The first two papers are from the same 2022 issue of Quantitative Science Studies and are complementary.
Alexis-Michel Mugabushaka, Nees Jan van Eck, Ludo Waltman; Funding COVID-19 research: Insights from an exploratory analysis using open data infrastructures.
Quantitative Science Studies 2022; 3 (3): 560–582. doi: https://doi-org.turing.library.northwestern.edu/10.1162/qss_a_00212
This first paper tackles the timely question of determining which funders have supported publications of COVID-19 research and compares coverage of funding data in Crossref to that in Scopus and Web of Science. Even with so much urgent attention focused on the pandemic, the authors found that only 17% of publications in the COVID-focused CORD-19 database have funding identified in their Crossref records.
We’re often asked about differences in the metadata (and citation counts) between Crossref and other sources such as Scopus. In this case, both proprietary sources studied have more funder coverage.
If you are disappointed in these results or want to learn more, I encourage you to read the authors’ recommendations for improving funding data in Crossref or get in touch with us.
Bianca Kramer, Hans de Jonge; The availability and completeness of open funder metadata: Case study for publications funded by the Dutch Research Council. Quantitative Science Studies 2022; 3 (3): 583–599. doi: https://doi-org.turing.library.northwestern.edu/10.1162/qss_a_00210
This next paper focuses on a set of outputs funded by the NWO (the Dutch Research Council). Since the funder is already known, the authors could look at multiple sources (Crossref and others) to see whether or where the NWO is correctly identified as the funder. This study also found better coverage than Crossref in proprietary sources like Web of Science. Knowing that not all outputs are the result of funded research, this paper provides a new and useful baseline for comparing percentages of coverage.

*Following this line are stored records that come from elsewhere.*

Issue #3771, opened 2020-02-12
weave-npc should gracefully restart upon go routine panic


Quentin-M:
Forking off this issue: https://github.com/weaveworks/weave/issues/3764 as per @bboreham's request.

TL;DR >

As of right now, when one of weave-npc's controller/go-routine panics, weave-npc will simply [log](https://github.com/kubernetes/apimachinery/blob/210bcde8e5a7715fe776460ca1df1a3f2738725e/pkg/util/runtime/runtime.go#L36) the panic rather than propagating it in order to restart the go-routine, or in order to restart weave-npc as a whole (thus potentially saving it from a panic loop if the memory structures are in an unexpected state. This will leave weave-npc running in a non-functioning state.

Furthermore, when weave-npc restarts, it incurs a 10s+ downtime as weave-npc [resets](https://github.com/weaveworks/weave/blob/b05c5f63c8feab1defffbf97d53e88915ef0d296/prog/weave-npc/main.go#L253) every IPSets/Rules, then re-creates them, instead of gracefully reconciling the host / desired / current states. The trouble is that, when a bad informer sends unexpected data (as per issue above), all weave-npc containers will crash at once, hence creating a full cluster downtime - potentially lengthened by the slowdown of the API due to sheer amount of requests.

/cc @murali-reddy

bboreham:
Note I said in #3764 that it is written not to "simply log".

"it appears to me that the intention is to re-raise the panic and hence exit the whole program. I am mystified why it keeps on running"

Quentin-M:
The code snippet explicitly intercepts the panic from the crashed routine with recover(), log and move on. Only if the "ReallyCrash" global variable is set to true, or if an additional handler is globally registered with a new panic or with an exit syscall, will it do anything besides logging. Code works as expected, behavior is however wrong.

Best Regards,
Quentin Machu,
Head of DevOps, BitMEX
+1 (415) 720 1243

bboreham:
> Only if the "ReallyCrash" global variable is set to true,

`ReallyCrash` defaults to `true`. Why would it change, in this context?

gobomb:
I found `ReallyCrash` is `true` but the process didn't crash. I am confused.

gobomb:
[...]

PR #3792, opened 2020-04-03
Terminate NPC application if any of the watches panic

naemono:
Catch panics within any of the ResourceEventHandlerFuncs and terminate the full NPC application

Per discussions in  https://github.com/weaveworks/weave/issues/3764
and https://github.com/weaveworks/weave/issues/3771

This change will cause the whole NPC application to crash when a panic occurs within any of the ResourceEventHandlerFuncs, which are called when add/update/deletes happen for pods/namespaces/network policies.  Stripped down the weave main package to just this https://gist.github.com/naemono/7c47213de6bb2eaab07b66b7ad2b86b8 and tested within one of our K8s clusters, and proved that this approach will cause the whole application to exit upon an internal panic.  This approach is considerably simpler than a full reconcile on restart, which is discussed in #3771 .  Since the NPC application is in a fully broken state when an internal goroutine crashes, it seems as if this approach (allowing the orchestration system to restart the application/pod) would be better long term than allowing the application to continue running in a failed state.

Suggestions on better approach welcomed.  Unsure exactly how to unit test this; suggestions on that welcomed as well.

### DIFF
--- a/prog/weave-npc/main.go
+++ b/prog/weave-npc/main.go
@@ -11,6 +11,7 @@ import (
 	networkingv1 "k8s.io/api/networking/v1"
 	"k8s.io/apimachinery/pkg/fields"
 	"k8s.io/apimachinery/pkg/runtime"
+	"k8s.io/apimachinery/pkg/util/wait"
 	"k8s.io/client-go/kubernetes"
 	"k8s.io/client-go/rest"
 	"k8s.io/client-go/tools/cache"
@@ -219,7 +220,7 @@ func ipsetExist(ips ipset.Interface, name ipset.Name) (bool, error) {
 
 func stopOnPanicRecover(stopChan chan struct{}) {
 	if r := recover(); r != nil {
-		stopChan <- struct{}{}
+		os.Exit(1)
 	}
 }
 
@@ -334,26 +335,11 @@ func root(cmd *cobra.Command, args []string) {
 	}
 	npController = makeController(client.NetworkingV1().RESTClient(), "networkpolicies", &networkingv1.NetworkPolicy{}, npHandlers)
 
+	go nsController.Run(wait.NeverStop)
+	go podController.Run(wait.NeverStop)
+	go npController.Run(wait.NeverStop)
+
 	signals := make(chan os.Signal, 1)
-	stopChan = make(chan struct{})
-
-	go func() {
-		nsController.Run(stopChan)
-		signals <- syscall.SIGINT
-	}()
-	go func() {
-		podController.Run(stopChan)
-		signals <- syscall.SIGINT
-	}()
-	go func() {
-		npController.Run(stopChan)
-		signals <- syscall.SIGINT
-	}()
-	go func() {
-		<-stopChan
-		close(stopChan)
-	}()
-
 	signal.Notify(signals, syscall.SIGINT, syscall.SIGTERM)
 	common.Log.Fatalf("Exiting: %v", <-signals)
 }
--- a/prog/weave-npc/main.go
+++ b/prog/weave-npc/main.go
@@ -11,7 +11,6 @@ import (
 	networkingv1 "k8s.io/api/networking/v1"
 	"k8s.io/apimachinery/pkg/fields"
 	"k8s.io/apimachinery/pkg/runtime"
-	"k8s.io/apimachinery/pkg/util/wait"
 	"k8s.io/client-go/kubernetes"
 	"k8s.io/client-go/rest"
 	"k8s.io/client-go/tools/cache"
@@ -32,6 +31,7 @@ var (
 	nodeName       string
 	maxList        int
 	bridgePortName string
+	stopChan       chan struct{}
 )
 
 func handleError(err error) { common.CheckFatal(err) }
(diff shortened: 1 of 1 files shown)


prog/weave-npc/main.go
```diff
@@ -259,9 +259,19 @@ func root(cmd *cobra.Command, args []string) {
 	nsController := makeController(client.Core().RESTClient(), "namespaces", &coreapi.Namespace{},
 		cache.ResourceEventHandlerFuncs{
 			AddFunc: func(obj interface{}) {
+				defer func() {
+					if r := recover(); r != nil {
```
bboreham, line 263: could this go into a (named) subroutine?

prog/weave-npc/main.go
```diff
@@ -312,16 +352,36 @@ func root(cmd *cobra.Command, args []string) {
...
-	go nsController.Run(wait.NeverStop)
-	go podController.Run(wait.NeverStop)
-	go npController.Run(wait.NeverStop)
-
 	signals := make(chan os.Signal, 1)
+	stopChan = make(chan struct{})
+
+	go func() {
+		nsController.Run(stopChan)
+		signals <- syscall.SIGINT
```
bboreham, line 370: What's the intention here?  Looks like you are faking a signal arriving from the OS?

prog/weave-npc/main.go
```diff
@@ -32,6 +31,7 @@ var (
 	nodeName       string
 	maxList        int
 	bridgePortName string
+	stopChan       chan struct{}
```
bboreham, line 34: I think this could be a local variable in `root()`

prog/weave-npc/main.go
```diff
@@ -312,16 +352,36 @@ func root(cmd *cobra.Command, args []string) {
...
+		podController.Run(stopChan)
+		signals <- syscall.SIGINT
+	}()
+	go func() {
+		npController.Run(stopChan)
+		signals <- syscall.SIGINT
+	}()
+	go func() {
+		<-stopChan
+		close(stopChan)
```
bboreham, line 382: Isn't it dangerous to close this while there are still goroutines that could send to it?

prog/weave-npc/main.go
naemono: I am, since that's what weave is waiting on to completely stop the application fully

prog/weave-npc/main.go
naemono: well, the application is ending anyways, and I was considering waitgroups, but I'm not sure the harm here, as the application is completely shutting down at this point regardless.  I'm certainly not against adding a waitgroup, and waiting until all the others stop completely.

prog/weave-npc/main.go
naemono: that would likely be cleaner, yes.  I will make this change.

prog/weave-npc/main.go
bboreham: How about `os.Exit(1)` ?

prog/weave-npc/main.go
naemono: I didn't initially notice this.  thank you.  change made.

prog/weave-npc/main.go
naemono: yeah, but if the weave team wants waitgroups in place, I'll likely have to use a channel of some sort, and this was already setup to use... I'm not against this, but I'm curious as to how the weave team feels.

naemono:
@bboreham as for the question of why the k8s code isn't handling this, I found this when I was digging into this

https://github.com/kubernetes/client-go/blob/master/tools/cache/controller.go#L145

Which mentions 
```
// Until loops until stop channel is closed, running f every period.
```

Which is why I added the goroutine to close the channel when a signal is sent on this channel.  I was wondering why sending a struct down that channel didn't kill everything, until I found that...

prog/weave-npc/main.go
bboreham: On line 222 we know the program has panic'd; it seems best to exit quickly and simply at that point rather than adding channels, fake signals, etc.

prog/weave-npc/main.go
bboreham: Please don't.

naemono:
I'll get back to this in the next Sprint and spend some more time here.

prog/weave-npc/main.go
naemono: I've updated this to simply `os.Exit` when one of the goroutines panics.

prog/weave-npc/main.go
naemono: this has been removed.

prog/weave-npc/main.go
```diff
@@ -218,8 +218,17 @@ func ipsetExist(ips ipset.Interface, name ipset.Name) (bool, error) {
...
+	if r := recover(); r != nil {
+		os.Exit(1)
+	}
+}
+
 func root(cmd *cobra.Command, args []string) {
-	var npController cache.Controller
+	var (
+		npController cache.Controller
+		stopChan     chan struct{}
```
bboreham, line 230: `stopChan` seems to be left-over and unneeded now.

prog/weave-npc/main.go
```diff
@@ -218,8 +218,17 @@ func ipsetExist(ips ipset.Interface, name ipset.Name) (bool, error) {
 	return false, nil
 }
 
+func stopOnPanicRecover(stopChan chan struct{}) {
+	if r := recover(); r != nil {
+		os.Exit(1)
```
bboreham, line 223: What's the user experience if this happens?  Can they understand where the real problem occurred?

gobomb:
It's maybe a bug of  client-go that  panic in event handler didn't propagated and the process didn't crash.  I created an issue to report it in client-go repo. How do you think？

https://github.com/kubernetes/client-go/issues/838

bboreham:
Brilliant work @gobomb , I agree this is very likely the root cause of the problem.
I have proposed a different fix: https://github.com/kubernetes/kubernetes/pull/93679

If @naemono isn't going to fix the nits I can do that.

bboreham:
Please see my proposed fix-up at https://github.com/weaveworks/weave/compare/master...fail-controller-if-goroutines-fail

(I should add that I consider this `stopOnPanicRecover()` as a temporary work-around until there is a Kubernetes client-go that fixes the underlying problem)

bboreham:
Replaced by #3841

Discussions of research funding so often focus on the physical and life sciences so it’s very good to see that 37% of works in this study are in the humanities and social sciences.
Borst, T., Mielck, J., Nannt, M., Riese, W. (2022). Extracting Funder Information from Scientific Papers - Experiences with Question Answering. In: , et al. Linking Theory and Practice of Digital Libraries. TPDL 2022. Lecture Notes in Computer Science, vol 13541. Springer, Cham. https://doi-org.turing.library.northwestern.edu/10.1007/978-3-031-16802-4_24
Given the considerable effort required to conduct these analyses, it’s only logical to consider automating as much of the work as possible. This next paper focuses on automatic recognition of funders in economics papers in digital libraries.
An interesting complication described here is the inclusion of funding for open access fees in acknowledgments and while the authors conclude that automated text mining of funder information performs better than manual curation, they also state that manual indexing is still necessary “for a gold standard of reliable metadata.”
Habermann, T. (2022). Funder Metadata: Identifiers and Award Numbers. https://metadatagamechangers.com/blog/2022/2/2/funder-metadata-identifiers-and-award-numbers
Finally, this concise blog post looks at RORs as well as funder names and acronyms. The author shows how acronyms contribute to the need for manual analysis. He also spends some time on award numbers, which is one of the three funding elements publishers can (and, as we’ve seen, should) include in their metadata. Award numbers are also a focus of this work and, unfortunately, another frequent reason for additional manual work.
Though collectively, this research paints a fairly dim picture of the current availability, completeness and accuracy of existing funding information in publication metadata, all is not lost. This is a good opportunity to point out the value and availability of grant records since unique, persistent identifiers for grants (yes, DOIs for grants) paired with more and better funding metadata from publishers go a very long way to realizing the vision of the Research Nexus. And it certainly would make things a whole lot easier for the researchers who use this open metadata to analyze the scholarly record for the rest of us.